Virender Sehwag has had significant questions surrounding their fitness since India reached England for the World T20, reports Anand Vasu.

cricket Updated: Jun 10, 2009 01:32 IST
Anand Vasu

If there was anything more distressing than the nature of the explosion in Trent Bridge, it was the inevitability of it all. Virender Sehwag (and to a lesser extent Zaheer Khan) have had significant questions surrounding their fitness since India reached England for the World T20. Zaheer recovered quickly, played, and that was sorted.

But what of Sehwag? The media wanted answers, Mahendra Singh Dhoni pointed to the Board of Control for Cricket in India, and none was forthcoming. Dhoni has been different from his predecessors in that he believes it is essentially unnecessary to have even a working relationship with the media. In a country where ignominious tournament exits result in players’ housesbeing tarred and their cars stoned, this was a high-risk strategy at the best of times. Perhaps that’s why the team came out in an elaborate show of unity to “Indian fans” just days ago.

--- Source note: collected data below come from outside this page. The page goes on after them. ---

Issue #524, opened 2019-05-02
Sometimes modelIsVisible is wrong, causes autoRotate to break


cdata:
We have observed under some circumstances that `modelIsVisible` is incorrect, which in turn can cause `autoRotate` to break (because rotation does not occur until the model is visible as of #471 ).

cdata:
Moving this to v0.6.0. After discussion with @elalish there is some awkwardness and subtlety to the concept of `modelIsVisible` and we probably need to re-evaluate it on a more fundamental level.

pushmatrix:
I've seen behaviour where the model is not visible if the viewer was initially hidden and then made visible. This is a common design for online stores where you have one big product photo that you can switch by pressing thumbnails in a gallery.

However sometimes the model viewer shows blank when I change thumbnails (hide/unhide viewers). 

![gif](https://user-images.githubusercontent.com/190692/60614955-040e0f00-9d9c-11e9-8de9-c3c71feacbeb.gif)

@cdata suggested this may be related to `modelIsVisible`.  

Steps to reproduce:
- Go here https://third-dimensions.myshopify.com/products/model
- Press the second thumbnail
- The model viewer doesnt display anything.

Sometimes you can force refresh and click the second thumbnail during page load, and the viewer will show.

pushmatrix:
Is this still slated for 0.6?

cdata:
Yes!

pushmatrix:
I tested out my above example some more, and found that in Safari it throws this error:
<img width="1295" alt="Screen Shot 2019-09-18 at 2 11 25 PM" src="https://user-images.githubusercontent.com/190692/65174100-37b51880-da1e-11e9-8374-1924fb9579be.png">

This is not thrown in Chrome. However in Chrome it still doesnt show the second viewer when you try to unhid it.

Here's another barebones example of the issue: https://bedecked-profit.glitch.me
Press the *Show viewer 2* button at the bottom and you'll notice that nothing loads.

View it in Safari to see the error.

PR #622, opened 2019-06-11
Make interaction prompt independent of focus

### LINKED ISSUE #529: Configuration to raise interaction prompt automatically without requiring focus
There are some scenarios where it is desirable to raise the interaction prompt automatically, without requiring that the user focus on the element first. Unfortunately, it is not possible to enable this use case by invoking `.focus()` on `<model-viewer>` because not all browsers allow focusing elements prior to user interaction.

Let's add a configuration that causes the interaction prompt to be raised automatically (after the configured `interaction-prompt-threshold`), regardless of focus state.

elalish:
Fixes #529 

Now the prompt is activated by the interactionPromptThreshold seconds after modelIsVisible, and canceled by a user-interaction, never to be shown again. This also allowed the logic to be simplified quite a bit. I think I may be hitting a small issue with #524, as on a page with several models, like lighting-and-environment.html, once the prompt is up for the first model, it's also up for all the other models, even though they haven't scrolled into view yet.

### DIFF
--- a/src/features/controls.ts
+++ b/src/features/controls.ts
@@ -53,19 +53,15 @@ const $updateCamera = Symbol('updateCamera');
 const $updateCameraOrbit = Symbol('updateCameraOrbit');
 const $updateFieldOfView = Symbol('updateFieldOfView');
 
-const $blurHandler = Symbol('blurHandler');
 const $focusHandler = Symbol('focusHandler');
 const $changeHandler = Symbol('changeHandler');
 const $promptTransitionendHandler = Symbol('promptTransitionendHandler');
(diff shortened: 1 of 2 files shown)


cdata:
This mostly looks good. I'm going to defer a full review until it comes time to land as part of #623 .

cdata:
While we have the `interaction-prompt` attribute, it seems like there is a low-hanging first step here to change it's default to `"auto"`. Let's make a change to do that first and move #623 into v0.7.0.

elalish:
Closing in favor of #633.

The new dispensation of the board also believes that the media are a hindrance, rather than an interested and involved stakeholder. Their official communications are sporadic and bare, leaving the media with no choice but to tap into sources, either within the board itself or among players and both can be unreliable at times.

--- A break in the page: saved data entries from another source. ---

Issue #625, opened 2019-06-11
Implement tests for quick-look-browsers


cdata:
These tests are currently stubbed out and skipped. Implementation is blocked by #624 .

Issue #624, opened 2019-06-11
Ability to mock constants in tests


cdata:
We have a module that exports a bunch of constants that test various qualities of the browser one time so that consumer modules don't have to repeat such checks. Unfortunately, it is currently impossible change the values of these constants at runtime for the purposes of mocking in tests. We need to overhaul how we share these constants to make this possible.

PR #626, opened 2019-06-11
Opt-in to Quick Look for iOS Chrome

### LINKED ISSUE #534: Enable users to opt-in to Quick Look integration in iOS Chrome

The board and the players blame the media for irresponsible reporting, the media blames the board for being secretive. To an extent both are to blame. But two wrongs seldom make a right.

The real question to be asked, in all this, is over Sehwag’s role. At a press conference, Gary Kirsten, the coach, made it clear that Sehwag had a Grade-1 tear and that he had sustained his injury during the IPL. That being the case, Sehwag should have made full disclosure about the extent of discomfort or pain he was suffering.

Had he done this, the logical next step would have been a fitness test, perhaps a scan, and we would have been saved all this drama. No medical specialist, no captain, no cricket board can say just how much a player is hurting. Sehwag’s eagerness to play is understandable and if he was fit, the team would want him to play just as much. But he wasn’t fit, and didn’t say so soon enough. Perhaps this was what caused whatever it was that was perceived as a “rift.” Sadly the board, with its lack of transparency, is hardly in a position to pull up Sehwag.